Today Sacher-Masoch is famous only for contributing his name to the catalogue of sexual deviations. But he was a man of diverse interests and achievement: Darwinist, atheist, follower of Schopenhauer, democrat and anti-monarchist, he called for the reform of working conditions and even had proposals for a United States of Europe almost 100 years before the Treaty of Rome. His study of the European Jewish community, Jewish Tales (1878), is still regarded as one of the best ever written.

He wrote two novels in the 1860s that were to establish him on the European scene and lead critics to compare him favourably with Turgenev: Don Juan of Kolomea (1864) and The Separated Wife (1865).

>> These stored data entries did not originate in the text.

PR #5888, opened 2021-04-27
list: add --show-json option

### LINKED ISSUE #5881: list: Add --show-json (or similar flag)
In the vs code project we have a view that uses `dvc list . --dvc-only` to show all paths that are tracked by DVC in a tree view.  Reasons for this view, some discussion around it and a short demo are shown here: https://github.com/iterative/vscode-dvc/issues/318.

At the moment we take the stdout from the command, split the string into a list (using `\n` as a delimiter) and then post process to work out whether or not the paths relate to files or directories. I can see from the output of the command that directories are already highlighted: 

image

From the above I assume that the work to determine what the path is (file or dir) has already been done by the cli. Rather than working out this information again it would be ideal if the cli could pass us json that contains the aforementioned information.

This will reduce the amount of code required in the extension and should increase performance (ever so slightly).

Please let me know if any of the above is unclear.

Thanks

pared:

The latter featuring an imperious and cruel femme fatale, the often repeated motif that immortalised him.

He desired to create a Northern Venus, an icy beauty in furs to rival her southern counterpart; and so Venus in Furs, the book on which his lasting fame is based, was written and later published in Germany in 1870. The book, although brutal at times, is today regarded as a deeply romantic tale and a classic of European decadent literature, ranking alongside Mirbeau's Torture Garden and Huysman's Against Nature.

In 1873 he married Aurora von Rumelin, who wrote a number of novels under the pseudonym Wanda von Dunajev and is the Wanda of Venus in Furs. He received a great deal of female correspondence as a result of his work, of which he took full advantage.

Apparently Sacher-Masoch died in 1895, shortly after his wife found him in his study, the body of his beloved cat strangled on his lap and his hands covered in blood due to the cat's last desperate struggle. There is still some speculation that he did not die but was whisked away to an asylum where he survived for a further 10 years.